Someone must confirm that the cached data sample is accurate and useful. If not, the IT department must be involved again.
It often falls to the analyst – in many cases working with a programmer – to properly format and manage the data, ensure proper storage, and countless other technical details required for the access and maintenance of the raw data.
This process is often repeated several times, until the analyst is convinced that the sample data is correct. Only after all of that has been completed can the actual work of answering the analytical question be undertaken. What’s more, every time the data is moved from platform to platform, the data representation (schema) is inevitably changed, which can require a considerable waste of processing time.
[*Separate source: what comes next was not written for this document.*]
PR #4728, opened 2025-03-14
[0.12] Add `@deprecated` annotation to bin-compat shims

lolgab:


lihaoyi:
IIRC we didn't do this universally because sometimes Scala overload resolution would pick the shim rather than picking the method we wanted, resulting in people getting spurious deprecation warnings.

While all this work – none of which is actually data analysis, by the way – is in progress, there are a number of project managers, program coordinators, system administrators and database administrators that have to be routinely engaged and updated. Once the analytical portion of the task is finally completed, and the business question has been answered, the next step is to “operationalize” that answer. That introduces yet another IT related responsibility for the implementation of the analysis.
Shifting the paradigm
Clearly then, traditional approaches to data analysis in business today are unnecessarily complicated and costly, and this speaks directly to the issue of a perceived data analyst shortage. After all, the 50 percent talent crisis McKinsey predicted could be reduced dramatically by making the people who deal with data more productive. If analysts are more productive, fewer are needed, and the talent shortage is reduced or eliminated.
It’s this simple: when an analyst says, “I want to analyze data,” the starting point really should be nothing more than logging into a system. They shouldn’t need a programmer to analyze the data. They need a single platform to be able to not only analyze the data, but also be able to gain business advantage from the insights gained through the analysis.
The industry is only now starting to understand this problem. Some smart vendors have begun offering ways to access all data in one place, so that analysts can pose and answer business questions from the same set of data on the same set of machines that organizations use for all of their operational needs. The most innovative of these systems not only make all of the data available on a single system, but also allow analysts to do complex data joins (as in data mashups) on the fly, with zero programming required. They provide analysts with interactive tools to explore trillions of rows of data and perform complicated calculations – all with sub-second response times.
That’s where business has to go if it truly wants to address any possible impending analytical talent crisis. By bringing data analysis and implementation capabilities into one easy-to-access system, you eliminate the need for countless layers of process and administration, and replace the business paradigm that gave rise to the perceived talent shortage.
Until we’ve shaken up traditional politics and organizational behavior with respect to how data is managed, accessed and ultimately used in a business context, we can’t legitimately claim that there really is a talent shortage.
About the Author
A veteran of analytics, Goodarzi has lead several teams in designing, building and delivering predictive analytics and business analytical products to a diverse set of industries. Prior to joining 1010data, Goodarzi was the Managing Director of Mortgage at Equifax, responsible for the creation of new data products and supporting analytics to the financial industry. Previously, he lead the development of various classes of predictive models aimed atthe mortgage industry during his tenure at Loan Performance (Core Logic). Earlier on he had worked at BlackRock, the research center for NYNEX (present day Verizon) and Norkom Technologies. Goodarzi’s publications span the fields of data mining , data visualization, optimization , and artificial intelligence.